PR #12577, opened 2025-12-23
feat(kfp-kubernetes): Add securityContext support for container components (Fixes #12560)

AnupamSingh2004:
## What is the problem this PR solves?

This PR implements the ability to set `securityContext` on container component pods, as requested in #12560.

Currently, there is no way to configure security context settings (such as `privileged`, `runAsUser`, `capabilities`, etc.) for pipeline tasks. Users running workloads that require specific security configurations (e.g., GPU workloads, containers needing specific capabilities, or hardened security policies) cannot configure these settings through the KFP SDK.

## How does this PR solve the problem?

This PR adds a new `set_security_context()` function to the `kfp-kubernetes` SDK extension that allows users to configure container-level security context settings. The implementation includes:

1. **Proto schema changes**: Added `SecurityContext`, `Capabilities`, `SELinuxOptions`, and `SeccompProfile` messages to `kubernetes_executor_config.proto`
2. **Python SDK**: Added `set_security_context()` function with validation and comprehensive documentation
3. **Go backend**: Implemented security context handling in the driver to apply settings to pod specs
4. **Tests**: Added unit tests for both Python SDK (18 tests) and Go backend (15 tests)

### Supported Security Context Fields

| Field | Description |
|-------|-------------|
| `privileged` | Run container in privileged mode |
| `allow_privilege_escalation` | Control whether a process can gain more privileges |
| `run_as_user` | UID to run the container process |
| `run_as_group` | GID to run the container process |
| `run_as_non_root` | Require container to run as non-root |
| `read_only_root_filesystem` | Mount root filesystem as read-only |
| `capabilities_add` | Linux capabilities to add |
| `capabilities_drop` | Linux capabilities to drop |
| `se_linux_options_*` | SELinux context labels |
| `seccomp_profile_type` | Seccomp profile type (RuntimeDefault/Unconfined/Localhost) |
| `seccomp_profile_localhost_profile` | Path to localhost seccomp profile |

## Example Usage

```python
from kfp import dsl
from kfp import kubernetes

@dsl.component
def my_component():
    pass

@dsl.pipeline
def privileged_pipeline():
    """Pipeline with privileged container."""
    task = my_component()
    kubernetes.set_security_context(
        task,
        privileged=True,
    )

@dsl.pipeline
def hardened_pipeline():
    """Pipeline with security hardening."""
    task = my_component()
    kubernetes.set_security_context(
        task,
        run_as_non_root=True,
        run_as_user=1000,
        run_as_group=1000,
[...]

Issue #12205, opened 2025-09-02
[backend] Cannot set the explicit securityContext capabilities like Runasuser/Runasgroup


vivekrsintc:
### Environment

*  How did you deploy Kubeflow Pipelines (KFP)?
Im using SDK it generates the spec where I could not set the security context privlige

https://www.kubeflow.org/docs/pipelines/installation/overview/. -->
*  KFP version: 
kfp                      2.14.3
kfp-pipeline-spec        2.14.0
kfp-server-api           2.14.0
*  KFP SDK version: 
kfp                      2.14.3
kfp-pipeline-spec        2.14.0
kfp-server-api           2.14.0

### Steps to reproduce

Try to add securityContext options
### Expected result

User should give same option as configure like k8s capabilities. at the end its going to deploy on kubernetes resource

### Materials and Reference

---

Impacted by this bug? Give it a 👍.

Prateekbala:
Hi! I'd like to work on this issue. Could you assign it to me?

juliusvonkohout:
> Hi! I'd like to work on this issue. Could you assign it to me?

Done, but you might need help from @droctothorpe and @zazulam

juliusvonkohout:
@droctothorpe @HumairAK @hbelmiro do you have any timeline for this feature? I think it is critical to sunset KFP v1.

We need a tight securitycontext such as 

```
    securityContext:
      runAsNonRoot: true
      allowPrivilegeEscalation: false
      capabilities:
        drop:
        - ALL
      seccompProfile:
        type: RuntimeDefault
```

Prateekbala:
Hey @juliusvonkohout @droctothorpe 

Before I start implementing, I wanted to clarify one thing - should the security context be applied at the container level, pod level, or should users be able to choose both?

Thanks!

juliusvonkohout:
> Hey [@juliusvonkohout](https://github.com/juliusvonkohout) [@droctothorpe](https://github.com/droctothorpe)
> 
> Before I start implementing, I wanted to clarify one thing - should the security context be applied at the container level, pod level, or should users be able to choose both?
> 
> Thanks!

Users should be able to set both. Some things can only be set at the pod level and some at the container level. so something like set_container_security_context() and set_pod_security_context(). set_container_security_context()  is more important and the first one you should tackle.

The default for the container should be 
```
    securityContext:
      runAsNonRoot: true
      allowPrivilegeEscalation: false
      capabilities:
        drop:
        - ALL
[...]

PR #12782, opened 2026-02-07
feat(security): enforce pod and container security contexts

jsonmp-k8:
## Summary
- Enforce default pod- and container-level security contexts across KFP v2 compiler templates (driver, executor, importer, DAG driver) and workflow spec.
- Harden control-plane manifests and GCP Marketplace chart with runAsNonRoot + RuntimeDefault seccomp, and container allowPrivilegeEscalation=false with dropped ALL capabilities.
- Update test workflows and compiled workflow goldens to include the new defaults.

## Testing
- go test ./backend/src/v2/compiler/argocompiler/...
- go test ./backend/test/compiler/...

### DIFF
--- a/backend/src/v2/compiler/argocompiler/security_context_test.go
+++ b/backend/src/v2/compiler/argocompiler/security_context_test.go
@@ -126,6 +126,7 @@ func TestApplySecurityContextToTemplate_WithContainer(t *testing.T) {
 	assert.NotNil(t, template.Container.SecurityContext)
 	assert.False(t, *template.Container.SecurityContext.AllowPrivilegeEscalation)
 	assert.True(t, *template.Container.SecurityContext.RunAsNonRoot)
+	assert.Equal(t, []k8score.Capability{"ALL"}, template.Container.SecurityContext.Capabilities.Drop)
 }
 
 func TestApplySecurityContextToTemplate_WithInitContainersAndSidecars(t *testing.T) {
@@ -146,6 +147,7 @@ func TestApplySecurityContextToTemplate_WithInitContainersAndSidecars(t *testing
 		assert.NotNil(t, initContainer.SecurityContext, "init container %s should have security context", initContainer.Name)
 		assert.False(t, *initContainer.SecurityContext.AllowPrivilegeEscalation)
 		assert.True(t, *initContainer.SecurityContext.RunAsNonRoot)
+		assert.Equal(t, []k8score.Capability{"ALL"}, initContainer.SecurityContext.Capabilities.Drop)
 	}
 
 	// All sidecars should have security context
@@ -153,6 +155,7 @@ func TestApplySecurityContextToTemplate_WithInitContainersAndSidecars(t *testing
 		assert.NotNil(t, sidecar.SecurityContext, "sidecar %s should have security context", sidecar.Name)
 		assert.False(t, *sidecar.SecurityContext.AllowPrivilegeEscalation)
 		assert.True(t, *sidecar.SecurityContext.RunAsNonRoot)
+		assert.Equal(t, []k8score.Capability{"ALL"}, sidecar.SecurityContext.Capabilities.Drop)
 	}
 }
 
@@ -283,6 +286,7 @@ func TestApplySecurityContextToExecutorTemplate_WithContainerAndInitContainers(t
 		assert.NotNil(t, initContainer.SecurityContext)
 		assert.True(t, *initContainer.SecurityContext.RunAsNonRoot)
 		assert.False(t, *initContainer.SecurityContext.AllowPrivilegeEscalation)
+		assert.Equal(t, []k8score.Capability{"ALL"}, initContainer.SecurityContext.Capabilities.Drop)
 	}
 
 	// Sidecars: no RunAsNonRoot, but capabilities drop ALL


juliusvonkohout:
Thank you for the PR, How does this align with https://github.com/kubeflow/pipelines/pull/12577 and the corresponding Issue https://github.com/kubeflow/pipelines/issues/12205 ?

juliusvonkohout:
Please always use rebase instead of merge from master. Merge from master destroys the commit history.

droctothorpe:
## PR Review: feat(security): enforce pod and container security contexts

### Overall Assessment

Well-structured security hardening PR. The approach of differentiating between system templates (driver/DAG driver/importer) and executor templates (user containers) is the right design - it avoids breaking user pipelines that use root-based images like `python:3.12`. The unit tests are thorough and cover the key edge cases.

### Design

- The split between `applySecurityContextToTemplate` (system containers - full hardening including `runAsNonRoot`) and `applySecurityContextToExecutorTemplate` (user containers - no `runAsNonRoot`, no capability drop) is well-reasoned and clearly documented in the code comments.
- The Argo wait sidecar consideration (setting `seccompProfile` at pod level but `runAsNonRoot` only at container level) shows good awareness of the Argo Workflows architecture.
- All functions are nil-safe and fill-only (never overwrite user-specified values). This is the correct behavior for security defaults.

### Issues

1. **`metadata-grpc-deployment.yaml` inconsistency**: This file already has `seccompProfile: RuntimeDefault` at pod level and full container-level hardening, but is **missing `runAsNonRoot: true` at the pod level** - unlike every other manifest in this PR. The PR only removes a trailing blank line from this file. This should be fixed for consistency.

2. **`metadata-envoy-deployment.yaml` already has container-level security context**: The existing file already has a complete container-level `securityContext` (lines 27-36 with `allowPrivilegeEscalation: false`, `seccompProfile`, `runAsNonRoot`, `runAsUser`, `runAsGroup`, caps drop). The PR correctly adds the pod-level security context, but it's worth double-checking this was intentional and not an oversight where you meant to also add something at container level.

3. **`metacontroller` StatefulSet**: The PR adds pod-level `runAsNonRoot` + `seccompProfile`, but the container already has comprehensive security context including `readOnlyRootFilesystem: true` and `privileged: false`. Good that the PR doesn't touch the container level here. However, there's no `allowPrivilegeEscalation: false` being added at container level, but this is already present in the existing manifest so this is fine.

4. **Duplicate `seccompProfile` at pod and container levels**: In `argo.go`, `seccompProfile` is set at the workflow spec level (pod), but `applySecurityContextToTemplate` also sets `seccompProfile` at both pod and container levels for each template. The pod-level seccomp in `argo.go` would apply to all pods, so the per-template pod-level seccomp is redundant (but not harmful). Consider whether the workflow-level setting in `argo.go` is sufficient, or add a comment explaining why both are needed for defense-in-depth.

5. **Workflow-level security context in `argo.go` is inconsistent with template-level**: In `argo.go` lines 153-158, the workflow-level `PodSecurityContext` only sets `SeccompProfile` (and optionally `RunAsUser`), while `defaultPodSecurityContext()` in `security_context.go` includes both `RunAsNonRoot` and `SeccompProfile`. The comment in `applySecurityContextToTemplate` explains why `RunAsNonRoot` is omitted at pod level (Argo wait sidecar), but the workflow-level context should also follow this reasoning. Currently it's correct behavior but undocumented at the `argo.go` callsite.

### Minor / Nits

- **`test/build_image.yaml` line 1158**: The `securityContext` block is placed at the same indent level as `container` properties like `args`, but it should be a sibling of `image`, `imagePullPolicy`, etc. It currently appears at the `container` child level which is correct YAML semantically, but the placement before `args` looks like it could be a readability issue (other test files in this PR place it right after `container:` or `image:`).

- **Compiled workflow goldens**: Only `run_as_user_cache_disabled.yaml` and `run_as_user_cache_enabled.yaml` are updated. If other golden files exist that don't include security contexts, the compiler tests may need `-- -updateCompiledFiles=true` to regenerate them. Verify that `ginkgo -v ./backend/test/compiler` passes without the update flag.

- **Dockerfile UID 65532**: Good choice - this is the well-known `nonroot` UID from distroless images, making it a recognized convention. The change from `USER appuser` (name) to `USER 65532` (numeric) is also better for Kubernetes since `runAsNonRoot` checks the numeric UID, not the username.

### Test Coverage

The unit tests in `security_context_test.go` are comprehensive:
- Nil safety for all entry points
- Partial context preservation (existing values not overwritten)
- Explicit `false` values for `RunAsNonRoot` are preserved
- Custom `SeccompProfile` types are preserved
- Executor template behavior correctly validated (no `runAsNonRoot` on user container)

The test matcher changes in `workflow_matcher.go` are a pragmatic approach - switching from exact equality to field-by-field matching for security contexts lets the golden files stay focused on pipeline-specific fields without having to enumerate every security default.

droctothorpe:
Experimenting with https://github.com/opencode-ai/opencode for the first time and passed this PR through it for review. Take it with a grain of salt.

jsonmp-k8:
Thanks for the thorough review! All issues have been addressed in 27feb4399:

1. **metadata-grpc-deployment.yaml**: Added missing `runAsNonRoot: true` at pod level.
2. **metadata-envoy-deployment.yaml**: Confirmed intentional — pod-level context was the only missing piece. No change needed.
3. **metacontroller StatefulSet**: Confirmed correct as-is. No change needed.
4. **Duplicate seccompProfile**: Added comment in `argo.go` explaining defense-in-depth rationale.
5. **Workflow-level RunAsNonRoot omission**: Added comment in `argo.go` documenting the Argo wait sidecar constraint. Also removed the unused `defaultPodSecurityContext`/`applyPodSecurityContext` functions and their tests.

backend/test/compiler/matchers/workflow_matcher.go
```diff
@@ -266,3 +266,62 @@ func AreStringsSameWithoutOrder(s1, s2 string) bool {
 	// Compare the sorted slices
 	return reflect.DeepEqual(r1, r2)
 }
+
+func matchPodSecurityContext(actual *v1.PodSecurityContext, expected *v1.PodSecurityContext, msg string) {
+	if expected == nil {
+		return
+	}
```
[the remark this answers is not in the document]
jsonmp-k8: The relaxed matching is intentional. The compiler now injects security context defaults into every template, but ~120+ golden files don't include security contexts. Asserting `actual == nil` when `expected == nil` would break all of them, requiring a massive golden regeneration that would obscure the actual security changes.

*Exercise prompt:* Checking each line above, count the ones that hold the word "more" and state the total alone.

*Answer to this problem:* 2